Exercise directions: Among the entries, find each line that includes the string "wstEthAfterSlippage" and list it.

Recorded data:
PR #1005, opened 2023-03-08
feat: handle price impact on deposit and withdraw

MeLlamoPablo:
Screenshot 2023-03-08 at 14 01 21

This PR calculates the price impact of a wstETH trade (either deposit or withdraw) and blocks trades with a price impact higher thah 1%. For reference, it takes > $5M on the Balancer pool to get to above 1% price impact, so it is a case we won't see very often.

The price impact is the difference in percent between the fair value of a trade (we calculate that by multiplying the ETH amount times the wstETH price) and the actual output offered by Balancer.

* On withdraw, we calculate the price impact when the user types the input, which is when we query balancer.
* On deposit, we actually don't show the Balancer rates on the front-end. We calculate the price impact after the user clicks "Deposit", which is right before signing the transaction. If the price impact is too high, we then show an error.

# FE PR Checklist

- [ ] Tested on supported device sizes
    - [ ] iPhone 12 Pro
    - [ ] iPad Air
    - [ ] 1920x1080 (how to add custom size: [https://umaar.com/dev-tips/51-add-new-device/](https://umaar.com/dev-tips/51-add-new-device/))
- [ ] Tested all widths between 1920px wide to 390px wide and confirmed no weird breakages at widths in between


apps/frontend/core-dapp/src/features/withdraw/WithdrawStore.ts
```diff
@@ -264,21 +268,30 @@ export class WithdrawStore {
...
+          if (
+            this.root.advancedSettingsStore.isPriceImpactTooHigh(withdrawalAmountInEth.priceImpact)
+          ) {
+            this.withdrawalMarketValueInEth = { status: 'price-impact-too-high' }
+          } else {
+            this.withdrawalMarketValueInEth = {
+              status: 'queried',
+              value: withdrawalAmountInEth.value,
+            }
+          }
```
chrisling-dev, line 286: I think we can undo the changes here, and just add a `highImpact` prop to `status: 'queried'`

Because technically you will still have an estimated received amount, it's just that we disable the button to not let you perform a bad trade.

```suggestion
          this.withdrawalMarketValueInEth = {
              status: 'queried',
              value: withdrawalAmountInEth.value,
              highImpact: this.root.advancedSettingsStore.isPriceImpactTooHigh(withdrawalAmountInEth.priceImpact)
            }
```

alternative would be to still pass value to when status is 'price-impact-too-high'

apps/frontend/core-dapp/src/features/withdraw/WithdrawStore.ts
```diff
@@ -264,21 +268,30 @@ export class WithdrawStore {
...
         })
       }
       // eslint-disable-next-line
     } catch (e: any) {
       if (
         e.code === 'CALL_EXCEPTION' &&
         Array.isArray(e.errorArgs) &&
-        e.errorArgs[0] === 'BAL#001'
+        (e.errorArgs[0] === 'BAL#001' || e.errorArgs[0] === 'BAL#526')
```
chrisling-dev, line 294: could we add a comment here with referece to balancer's doc
```suggestion
                // ref: https://docs.balancer.fi/reference/contracts/error-codes.html
                (e.errorArgs[0] === 'BAL#001' || e.errorArgs[0] === 'BAL#526')
```

apps/frontend/core-dapp/src/features/withdraw/WithdrawSummary.tsx
```diff
@@ -10,11 +10,19 @@ import { displayEth } from '../../utils/number-utils'
...
+    receivedAmountInEth,
+    withdrawalAmountInEth,
+    withdrawalFeesAmount,
+  } = withdrawStore
 
   // empty input or 0 input
-  if (withdrawalAmountInEth === '' || +withdrawalAmountInEth === 0) return null
+  const emptyInput = withdrawalAmountInEth === '' || +withdrawalAmountInEth === 0
+  const tradeNotPossible = priceImpactTooHigh || insufficientLiquidity
+  if (emptyInput || tradeNotPossible) return null
```
chrisling-dev, line 25: I think there'll be summary with estimated value for price impact too high state, lmkwyt

apps/frontend/core-dapp/src/stores/BalancerStore.ts
```diff
@@ -120,16 +137,28 @@ export class BalancerStore {
    * it to parse user inputs. To estimate the value of a ETH balance without
    * accounting for price impact, use {@link getEthAmountInWstEth}.
    */
-  quoteEthAmountInWstEth(ethAmount: BigNumber): Promise<BigNumber | undefined> {
-    const { wethAddress, wstEthAddress } = this
+  async quoteEthAmountInWstEth(ethAmount: BigNumber): Promise<Quote | undefined> {
+    const { wethAddress, wethDecimals, wstEthAddress } = this
```
chrisling-dev, line 141: would it be easier to just read decimalsNumber here? not a big deal tho, just trying to keep the file short and concise

```suggestion
    const { wethAddress, wstEthAddress } = this
    const { decimalsNumber } = this.root.wethStore
```

apps/frontend/core-dapp/src/stores/BalancerStore.ts
```diff
@@ -216,4 +250,28 @@ export class BalancerStore {
   static getTradeDeadline(): BigNumber {
     return BigNumber.from(getTradeDeadlineFromDate(Date.now()).getTime()).div(1000)
   }
+
+  private static calculatePriceImpact({
```
chrisling-dev, line 254: Would recommend to put this into a file in utils.ts because we'll probably need to reuse this function for open/close trade

apps/frontend/core-dapp/src/stores/DepositTradeHelperStore.ts
```diff
@@ -27,8 +27,16 @@ export class DepositTradeHelperStore extends ContractStore<RootStore, SupportedC
...
       }
 
-      const wstEthAfterSlippage =
-        this.root.advancedSettingsStore.getAmountAfterSlippage(amountInWstEth)
+      if (this.root.advancedSettingsStore.isPriceImpactTooHigh(amountInWstEth.priceImpact)) {
+        return {
+          success: false,
+          error: "Can't swap to wstETH: price impact too high. Try a smaller amount.",
+        }
+      }
```
chrisling-dev, line 35: We don't need this I reckon because:
- button is already disabled
- technically you could still place a trade, just with a bad price. So since our purpose with disabling button is just to provide a better UX, I feel like there's no need to also disable the underlying execution function

however don't think my suggestion will have any actual effect atm from UX perspective so feel free to disregard if you disagree

apps/frontend/core-dapp/src/stores/DepositTradeHelperStore.ts
```diff
@@ -27,8 +27,16 @@ export class DepositTradeHelperStore extends ContractStore<RootStore, SupportedC
...
+
+      const wstEthAfterSlippage = this.root.advancedSettingsStore.getAmountAfterSlippage(
+        amountInWstEth.value
+      )
```
chrisling-dev, line 39: curious why was passing amountInWstEth working before but we need to use amountInWstEth.value now?

chrisling-dev (changes requested):

apps/frontend/core-dapp/src/stores/DepositTradeHelperStore.ts
MeLlamoPablo: > button is already disabled

No, this is Deposit, not Withdraw. The button is not disabled because we don't request a quote from Balancer on deposits. Therefore, we need to stop the user if they're going to do a bad trade.

apps/frontend/core-dapp/src/stores/DepositTradeHelperStore.ts
MeLlamoPablo: The returned quote is now an object:

```typescript
type Quote = {
  priceImpact: number
  value: BigNumber
}
```

chrisling-dev: ahh gotcha, thanks!

apps/frontend/core-dapp/src/features/withdraw/WithdrawStore.ts
MeLlamoPablo: I'm a bit reluctant to keeping it on `queried`, because we rely on `queried` to know whether a trade is valid (like [here](https://github.com/prepo-io/prepo-monorepo/blob/617f4450f83ca8ea8b7821e3a86d7e118699df30/apps/frontend/core-dapp/src/features/withdraw/WithdrawStore.ts#L142) or [here](https://github.com/prepo-io/prepo-monorepo/blob/617f4450f83ca8ea8b7821e3a86d7e118699df30/apps/frontend/core-dapp/src/features/withdraw/WithdrawStore.ts#L154))

So I'll do the second suggestion instead and keep the value on `price-impact-too-high`. I'll also rename `queried` to `trade-valid` for more clarity.

chrisling-dev (approved):
LGTM

PR #1065, opened 2019-04-02
Some more tweaks to RN Skylab

Brummi1234:
I went over Raider Nicks Skylab mod once more and tweaked the costs of the individual parts to make them a bit more usefull.

Solarpanels got a bit more expensive, but got ECMs so they should be cheaper once you need them.
The fairings and mm-shields got the same entry cost and per part cost as a procedural fairing would have.
The dockingport also got ECMs and are now way cheaper once you have the apollo ones.
The ASAS module got way cheaper, because all it does is make it remote controllable which can also be done with every other controll core, so you don't get punished for using it. (I don't know why this even exists)
The actual skylab got its cost adjustet so the complete station costs the same as before.

To summarize:
Befor my PR from yesterday: Entry cost 720.000  Cost: 50.212
Now WITHOUT ANYTHING else that has some ECMs: Entry cost 1.144.000 Cost 50.212
WITH tech unlocked you would have before you need skylab (one node before were the parts are for the most part): Entry Cost 528.000

Oh and can somebody explain to me how to keep my fork up with the KSP-RO one without making PRs to mine and have all the extra commits in it?
However, by comparing the files changed this should work, there are just a few extra (useless) commits in it.


Toothspit:
> Oh and can somebody explain to me how to keep my fork up with the KSP-RO one without making PRs to mine and have all the extra commits in it?

You have to add this repo as a remote upstream of your fork:
`git remote add upstream https://github.com/KSP-RO/RP-0.git`
Then you can locally `git pull upstream master` to pull over all commits on this repo's master to your fork, basically udpating it locally, and `git push` to update it on GitHub.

Written response:
-      const wstEthAfterSlippage =
+      const wstEthAfterSlippage = this.root.advancedSettingsStore.getAmountAfterSlippage(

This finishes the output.